### What you are asked to do
The whole listing is to be printed again exactly.

::::::::::

PR #3787, opened 2023-07-19
feat(version): sync the version of the package contents

matheo:
## Description

Usually in our CI we do `lint` -> `test` -> `built` -> `publish`  
but it has been a pain to build package contents (in other directory like `./dist`)
and then sync the generated version by `lerna publish` with a `version` hook in the root of the monorepo.

## Motivation and Context

In case we configure a publish directory different than the source folder  
we will need a custom script to sync the new version, otherwise the old version will be published.

## How Has This Been Tested?

I've tested it in my monorepo with the build output of this branch and it worked:

image

the config interpolation happens earlier than before and sync the `dist` output.

## Types of changes

## Checklist:

### DIFF
--- a/e2e/publish/src/custom-publish-directories.spec.ts
+++ b/e2e/publish/src/custom-publish-directories.spec.ts
@@ -555,4 +555,59 @@ describe("lerna-publish-custom-publish-directories", () => {
       `);
     });
   });
+
+  describe("version", () => {
+    it("should sync the version of the contents directory", async () => {
+      await fixture.updateJson("lerna.json", (lernaJson) => {
+        return {
+          ...lernaJson,
+          command: {
+            publish: {
+              directory: "{workspaceRoot}/dist/{projectRoot}",
+              syncDistVersion: true,
+            },
+          },
+        };
+      });
+
+      const version = randomVersion();
+
+      await fixture.lerna("create package-1 -y");
+      await fixture.updateJson("packages/package-1/package.json", (pkg) => ({
+        ...pkg,
+        main: "main.js",
+        version,
+        scripts: {
+          build: "cp ./lib/package-1.js ../../dist/packages/package-1/lib/main.js",
+          copyManifest: "cp ./package.json ../../dist/packages/package-1/package.json",
+        },
+      }));
+
+      // Make sure dist location exists before running mini build target
+      await ensureDir(fixture.getWorkspacePath("dist/packages/package-1/lib"));
+
+      await fixture.exec("git checkout -b test-main");
+      await writeFile(fixture.getWorkspacePath(".gitignore"), "node_modules\n.DS_Store\ndist");
+      await fixture.exec("git add .gitignore");
+      await fixture.exec("git add .");
+      await fixture.exec('git commit -m "initial-commit"');
+      await fixture.exec("git push origin test-main");
+
+      await fixture.lerna("run build,copyManifest");
+
+      await fixture.lerna(
+        `publish ${version} --registry=http://localhost:4872 --loglevel verbose --concurrency 1 -y`
+      );
+
+      const distVersion = JSON.parse(
+        await fixture.readWorkspaceFile("dist/packages/package-1/package.json")
+      ).version;
+
+      await fixture.exec(`npm unpublish --force package-1@${version} --registry=http://localhost:4872`);
+
+      expect(JSON.parse(await fixture.readWorkspaceFile("packages/package-1/package.json")).version).toEqual(
+        distVersion
+      );
+    });
+  });
 });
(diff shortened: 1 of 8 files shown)


matheo:
@fahslaj @JamesHenry I just found out that `lerna bootstrap` takes in account the package.json `publishConfig.directory` and it's like a central build's `options.outputPath` that should not be configured on command basis but just a single time like in the old bootstrap days.

Lkhmom85 (approved):

libs/commands/publish/src/index.ts
```diff
@@ -263,6 +263,58 @@ class PublishCommand extends Command {
...
+        const assets = this.project.config.command?.publish?.["assets"].map((asset) =>
+          interpolateAsset(asset, interpolateStr)
+        );
+        pkg.lernaConfig = pkg.lernaConfig || {};
+        pkg.lernaConfig.command = pkg.lernaConfig.command || {};
+        pkg.lernaConfig.command.publish = pkg.lernaConfig.command.publish || {};
+        pkg.lernaConfig.command.publish.assets = assets;
+      }
+    });
+
```
matheo, line 317: @fahslaj I just moved this code before `versionCommand` so it has the `contents` resolved to update the package version there with `syncDistVersion`

libs/core/src/lib/package.ts
```diff
@@ -286,6 +287,24 @@ export class Package {
     return writePkg(this.manifestLocation, this[PKG] as any).then(() => this);
   }
 
+  /**
+   * Sync dist manifest version
+   */
+  syncDistVersion() {
```
fahslaj, line 293: As mentioned in my review, this function can be converted to use `async/await` instead of `Promise.resolve` and `.then` chaining.

matheo:
@fahslaj I've tried to run `e2e-publish` locally with no luck, I may need help with the wording :thinking: 

hopefully the e2e works without the conventional commit of my setup,
and I'd like to know what's inside the `test-main` branch because I have no idea of the package `build` setup
and we need to be sure that after building the package, `lerna publish` bumps both `package.json` files

matheo:
@fahslaj I get a weird `init: required argument missing` https://cloud.nx.app/runs/TQp7pFoPgJ

my e2e test should be fine tho, perhaps I don't know which bump will be used without conventional commits :thinking:

fahslaj:
@matheo I've discovered a few things missing from the new e2e test. Can you please ensure that "allow edits by maintainers" is checked on the PR so I can push the fixes?

image

Specifically, what is missing is that the publish command needs to provide a version:
`publish ${version} --registry=http://localhost:4872 --loglevel verbose --concurrency 1 -y`

This version also needs to be set in `packages/package-1/package.json`, then `packages/package-1/package.json` needs to be copied to the dist directory.

matheo:
@fahslaj maintainers allowed now :)

I'm updating the version number only to the "output" folder because sometimes we have executors like `@nx/angular` that generates more output via `ng-packagr` in the `package.json` file so we cannot override it completely.

e2e/publish/src/custom-publish-directories.spec.ts
```diff
@@ -555,4 +555,52 @@ describe("lerna-publish-custom-publish-directories", () => {
...
+      });
+
+      await fixture.lerna("create package-1 -y");
+      await fixture.updateJson("packages/package-1/package.json", (pkg) => ({
+        ...pkg,
+        main: "main.js",
+        scripts: {
+          build: "cp ./lib/package-1.js ../../dist/packages/package-1/lib/main.js",
+        },
+      }));
```
fahslaj, line 580:
```suggestion
      const version = randomVersion();

      await fixture.lerna("create package-1 -y");
      await fixture.updateJson("packages/package-1/package.json", (pkg) => ({
        ...pkg,
        main: "main.js",
        version,
        scripts: {
          build: "cp ./lib/package-1.js ../../dist/packages/package-1/lib/main.js",
          copyManifest: "cp ./package.json ../../dist/packages/package-1/package.json",
        },
      }));
```

e2e/publish/src/custom-publish-directories.spec.ts
```diff
@@ -555,4 +555,52 @@ describe("lerna-publish-custom-publish-directories", () => {
...
+      await fixture.exec('git commit -m "initial-commit"');
+      await fixture.exec("git push origin test-main");
+
+      await fixture.lerna("run build");
+
+      await fixture.lerna(
+        "publish --registry=http://localhost:4872 --loglevel verbose --concurrency 1 -y"
+      );
+      const version = JSON.parse(await fixture.readWorkspaceFile("dist/packages/package-1/package.json")).version;
+
```
fahslaj, line 598:
```suggestion
      const distVersion = JSON.parse(
        await fixture.readWorkspaceFile("dist/packages/package-1/package.json")
      ).version;
```

fahslaj (changes requested):
@matheo for some reason, I was still unable to push to this PR. Instead I've added the changes I've made to the e2e test as comment suggestions. When you get a chance, try those changes and let me know if it still fails for you.

matheo:
@fahslaj Ok, I've synced your changes except `copyManifest` because that's supposed to be done by `lerna publish --sync-dist-version`, Let's see if e2e passes now

fahslaj:
It also appears that CI is failing due to code formatting. Be sure to run `npx nx format:check` and then `npx nx format:write` to make sure the changes match the formatting standards.

fahslaj (approved):
Thank you @matheo !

::::::::::

### Problem solution
PR #3787, opened 2023-07-19
feat(version): sync the version of the package contents

matheo:
## Description

Usually in our CI we do `lint` -> `test` -> `built` -> `publish`  
but it has been a pain to build package contents (in other directory like `./dist`)
and then sync the generated version by `lerna publish` with a `version` hook in the root of the monorepo.

## Motivation and Context

In case we configure a publish directory different than the source folder  
we will need a custom script to sync the new version, otherwise the old version will be published.

## How Has This Been Tested?

I've tested it in my monorepo with the build output of this branch and it worked:

image

the config interpolation happens earlier than before and sync the `dist` output.

## Types of changes

## Checklist:

### DIFF
--- a/e2e/publish/src/custom-publish-directories.spec.ts
+++ b/e2e/publish/src/custom-publish-directories.spec.ts
@@ -555,4 +555,59 @@ describe("lerna-publish-custom-publish-directories", () => {
       `);
     });
   });
+
+  describe("version", () => {
+    it("should sync the version of the contents directory", async () => {
+      await fixture.updateJson("lerna.json", (lernaJson) => {
+        return {
+          ...lernaJson,
+          command: {
+            publish: {
+              directory: "{workspaceRoot}/dist/{projectRoot}",
+              syncDistVersion: true,
+            },
+          },
+        };
+      });
+
+      const version = randomVersion();
+
+      await fixture.lerna("create package-1 -y");
+      await fixture.updateJson("packages/package-1/package.json", (pkg) => ({
+        ...pkg,
+        main: "main.js",
+        version,
+        scripts: {
+          build: "cp ./lib/package-1.js ../../dist/packages/package-1/lib/main.js",
+          copyManifest: "cp ./package.json ../../dist/packages/package-1/package.json",
+        },
+      }));
+
+      // Make sure dist location exists before running mini build target
+      await ensureDir(fixture.getWorkspacePath("dist/packages/package-1/lib"));
+
+      await fixture.exec("git checkout -b test-main");
+      await writeFile(fixture.getWorkspacePath(".gitignore"), "node_modules\n.DS_Store\ndist");
+      await fixture.exec("git add .gitignore");
+      await fixture.exec("git add .");
+      await fixture.exec('git commit -m "initial-commit"');
+      await fixture.exec("git push origin test-main");
+
+      await fixture.lerna("run build,copyManifest");
+
+      await fixture.lerna(
+        `publish ${version} --registry=http://localhost:4872 --loglevel verbose --concurrency 1 -y`
+      );
+
+      const distVersion = JSON.parse(
+        await fixture.readWorkspaceFile("dist/packages/package-1/package.json")
+      ).version;
+
+      await fixture.exec(`npm unpublish --force package-1@${version} --registry=http://localhost:4872`);
+
+      expect(JSON.parse(await fixture.readWorkspaceFile("packages/package-1/package.json")).version).toEqual(
+        distVersion
+      );
+    });
+  });
 });
(diff shortened: 1 of 8 files shown)


matheo:
@fahslaj @JamesHenry I just found out that `lerna bootstrap` takes in account the package.json `publishConfig.directory` and it's like a central build's `options.outputPath` that should not be configured on command basis but just a single time like in the old bootstrap days.

Lkhmom85 (approved):

libs/commands/publish/src/index.ts
```diff
@@ -263,6 +263,58 @@ class PublishCommand extends Command {
...
+        const assets = this.project.config.command?.publish?.["assets"].map((asset) =>
+          interpolateAsset(asset, interpolateStr)
+        );
+        pkg.lernaConfig = pkg.lernaConfig || {};
+        pkg.lernaConfig.command = pkg.lernaConfig.command || {};
+        pkg.lernaConfig.command.publish = pkg.lernaConfig.command.publish || {};
+        pkg.lernaConfig.command.publish.assets = assets;
+      }
+    });
+
```
matheo, line 317: @fahslaj I just moved this code before `versionCommand` so it has the `contents` resolved to update the package version there with `syncDistVersion`

libs/core/src/lib/package.ts
```diff
@@ -286,6 +287,24 @@ export class Package {
     return writePkg(this.manifestLocation, this[PKG] as any).then(() => this);
   }
 
+  /**
+   * Sync dist manifest version
+   */
+  syncDistVersion() {
```
fahslaj, line 293: As mentioned in my review, this function can be converted to use `async/await` instead of `Promise.resolve` and `.then` chaining.

matheo:
@fahslaj I've tried to run `e2e-publish` locally with no luck, I may need help with the wording :thinking: 

hopefully the e2e works without the conventional commit of my setup,
and I'd like to know what's inside the `test-main` branch because I have no idea of the package `build` setup
and we need to be sure that after building the package, `lerna publish` bumps both `package.json` files

matheo:
@fahslaj I get a weird `init: required argument missing` https://cloud.nx.app/runs/TQp7pFoPgJ

my e2e test should be fine tho, perhaps I don't know which bump will be used without conventional commits :thinking:

fahslaj:
@matheo I've discovered a few things missing from the new e2e test. Can you please ensure that "allow edits by maintainers" is checked on the PR so I can push the fixes?

image

Specifically, what is missing is that the publish command needs to provide a version:
`publish ${version} --registry=http://localhost:4872 --loglevel verbose --concurrency 1 -y`

This version also needs to be set in `packages/package-1/package.json`, then `packages/package-1/package.json` needs to be copied to the dist directory.

matheo:
@fahslaj maintainers allowed now :)

I'm updating the version number only to the "output" folder because sometimes we have executors like `@nx/angular` that generates more output via `ng-packagr` in the `package.json` file so we cannot override it completely.

e2e/publish/src/custom-publish-directories.spec.ts
```diff
@@ -555,4 +555,52 @@ describe("lerna-publish-custom-publish-directories", () => {
...
+      });
+
+      await fixture.lerna("create package-1 -y");
+      await fixture.updateJson("packages/package-1/package.json", (pkg) => ({
+        ...pkg,
+        main: "main.js",
+        scripts: {
+          build: "cp ./lib/package-1.js ../../dist/packages/package-1/lib/main.js",
+        },
+      }));
```
fahslaj, line 580:
```suggestion
      const version = randomVersion();

      await fixture.lerna("create package-1 -y");
      await fixture.updateJson("packages/package-1/package.json", (pkg) => ({
        ...pkg,
        main: "main.js",
        version,
        scripts: {
          build: "cp ./lib/package-1.js ../../dist/packages/package-1/lib/main.js",
          copyManifest: "cp ./package.json ../../dist/packages/package-1/package.json",
        },
      }));
```

e2e/publish/src/custom-publish-directories.spec.ts
```diff
@@ -555,4 +555,52 @@ describe("lerna-publish-custom-publish-directories", () => {
...
+      await fixture.exec('git commit -m "initial-commit"');
+      await fixture.exec("git push origin test-main");
+
+      await fixture.lerna("run build");
+
+      await fixture.lerna(
+        "publish --registry=http://localhost:4872 --loglevel verbose --concurrency 1 -y"
+      );
+      const version = JSON.parse(await fixture.readWorkspaceFile("dist/packages/package-1/package.json")).version;
+
```
fahslaj, line 598:
```suggestion
      const distVersion = JSON.parse(
        await fixture.readWorkspaceFile("dist/packages/package-1/package.json")
      ).version;
```

fahslaj (changes requested):
@matheo for some reason, I was still unable to push to this PR. Instead I've added the changes I've made to the e2e test as comment suggestions. When you get a chance, try those changes and let me know if it still fails for you.

matheo:
@fahslaj Ok, I've synced your changes except `copyManifest` because that's supposed to be done by `lerna publish --sync-dist-version`, Let's see if e2e passes now

fahslaj:
It also appears that CI is failing due to code formatting. Be sure to run `npx nx format:check` and then `npx nx format:write` to make sure the changes match the formatting standards.

fahslaj (approved):
Thank you @matheo !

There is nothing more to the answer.